Поднять — бум — поднять — бам — быстрей — хлесь — поднять — бум, — звучал барабан. Его ритм почти заглушал стоны и всхлипы гребцов, которые напрягали все силы, пытаясь вручную привести корабль в движение. В этом скрипучем замкнутом подпалубном мире, освещаемом коптящим маслом ламп, царствовал главный надсмотрщик. Он шагал взад и вперед по проходу между рядами закованных в цепи гребцов, стегая хлыстом со свинцовыми шариками по плечам тех рабов, которые, по его мнению, работали со скоростью чуть ниже убийственной. Время от времени смертельная усталость одолевала кого-то из несчастных, и тот соскальзывал со скамьи, с криком ужаса падая под весла.

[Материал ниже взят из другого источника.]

PR #1656, opened 2020-05-08
Scale-Generator: Update description.md

aimorris:


exercises/scale-generator/description.md
```diff
@@ -16,28 +16,28 @@ A, Bb, B, C, Db, D, Eb, E, F, Gb, G, Ab
 The major and minor scale and modes are subsets of this twelve-pitch
 collection. They have seven pitches, and are called diatonic scales.
 The collection of notes in these scales is written with either sharps or
-flats, depending on the tonic. Here is a list of which are which:
+flats, depending on the tonic. Here is a list of which use sharps, flats, or neither:
```
iHiD, line 19:
```suggestion
flats, depending on the tonic:
```

aimorris:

— Бум поднять — бам — поднять — бум — подняяять — у вас, парни, похоже, отсутствует чувство ритма. — Надсмотрщик подошел к барабанщику и похлопал его по плечу. — Я спросил, — заорал он, перекрикивая стук, — где твое чувство ритма?! Не можешь изобразить боссанову? Ну тогда как насчет танго? — Увидев, что не понят, надсмотрщик вздохнул. — Ладно, хорошо, а джигу? Может, кельтскую музыку? О дьявол, дай мне силы — ну же, ребята, взбодритесь малость…
Бум — поднять — бам — поднять — бум — поднять.

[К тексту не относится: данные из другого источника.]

PR #1657, opened 2020-05-08
Add testcases to matching-brackets

ironhaven:
These are up-streamed test cases from exercism/rust#946 to catch bugs discovered in this https://play.rust-lang.org/?version=stable&mode=debug&edition=2018&gist=1661c960aaf13f061dbeb747a587cece matching-brackets rust implementation that where not caught with the preexisting testcases.

As explained in the [other pull request](https://github.com/exercism/rust/pull/946) these test cases handle bugs related to implementations not quitting when there is a error in situations such as isolated mismatched brackets or closing brackets when the stack is empty.

### DIFF
--- a/exercises/matching-brackets/canonical-data.json
+++ b/exercises/matching-brackets/canonical-data.json
@@ -137,6 +137,24 @@
       "expected": false
     },
     {
+      "uuid": "a345a753-d889-4b7e-99ae-34ac85910d1a",
+      "description": "early unexpected brackets",
+      "property": "isPaired",
+      "input": {
+        "value": ")()"
+      },
+      "expected": false
+    },
+    {
+      "uuid": "21f81d61-1608-465a-b850-baa44c5def83",
+      "description": "early mismatched brackets",
+      "property": "isPaired",
+      "input": {
+        "value": "{)()"
+      },
+      "expected": false
+    },
+    {
       "uuid": "99255f93-261b-4435-a352-02bdecc9bdf2",
       "description": "math expression",
       "property": "isPaired",


ErikSchierboom:
Looking at the [latest canonical data](https://github.com/exercism/problem-specifications/blob/main/exercises/matching-brackets/canonical-data.json), it looks like there already are test cases that verify the behavior this PR adds:

1. Start with closing bracket: https://github.com/exercism/problem-specifications/blob/main/exercises/matching-brackets/canonical-data.json#L36
2. Wrong closing bracket: https://github.com/exercism/problem-specifications/blob/main/exercises/matching-brackets/canonical-data.json#L42

Therefore, I think this PR can be closed. @ironhaven thanks for wanting to help and sorry that we've not looked at this PR for a while. If you feel like my above reasons are not valid, do let me know.

petertseng:
I can verify that there exists a **possible** implementation that fails only these two new test cases, getting the expected result on all other test cases in current canonical data. The implementation is a little rare, so I will leave it to y'all to judge whether it bears adding these two new test cases. The implementation has all of these behaviours:

* Push opening brackets onto a stack.
* A closing bracket always pops a character from that stack
* If the final character is a closing bracket, the final result is based solely on whether that final closing bracket matched the character it popped, **without regard to whether the stack is empty at that time**
* If the final character is any other character, the final result is based solely on whether the stack is empty at that time, **without regard to any errors that may or may not have happened prior**

An additional case that such an implementation would call well-balanced is `"[} 2"`.

Here is code for such an implementation

```ruby
      stack = []
      i['value'].each_char.reduce(true) { |_, c|
        if (o = BracketMatcher::CLOSES[c])
          stack.pop == o
        else
          stack << c if BracketMatcher::PAIRS.has_key?(c)
          stack.empty?
        end 
      }
```

petertseng (approved):
I support adding, but the implementation being tested for is really quite rare. Most common incorrect implementations are already handled by other tests. But I don't think extra cases are much of a burden(most implementations will just pass them without having to do any extra work), so I figure might as well add.

ErikSchierboom (approved):
@petertseng Thanks for digging into this. Having read your thoughts, I'm fine with adding these test cases.

wolf99 (approved):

Раздраженно цыкнув, Асторот повернулся спиной к рабам и барабанщику и выбрался через люк на палубу. Щурясь от дневного света, он глубоко вдохнул свежий воздух. Уже недолго осталось, напомнил он себе. Выяснить, где Каледон упрятал Хроностоун, забрать камень, заполучить душу Каледона и вернуться к Правительству Аида с радостной вестью, что теперь все о’кей, узнать, что его давно ожидает повышение со скучной должности Второго министра по сбору душ. Он жутко устал мотаться туда и сюда по времени, переносить дискомфорт и опасности всех этих веков, не знающих смывного туалета и антибиотиков… Когда получу повышение, решил он, проходя мимо камбуза, откуда доносился неаппетитный запах вареных мышей, я навсегда останусь в двадцать первом веке, с неограниченным доступом к деньгам, неотразимой внешностью и круглосуточным обслуживанием в номер… Его мысли прервались, когда малоприятный аромат готовящегося обеда был перебит другим, гораздо худшим запахом. Омерзительная вонь разложения усиливалась с каждым шагом Асторота в сторону капитанской каюты, где Ностриламус, некогда могущественный Малефик Каледона, вел последнюю битву с неприятелем, которого победить никто не в силах.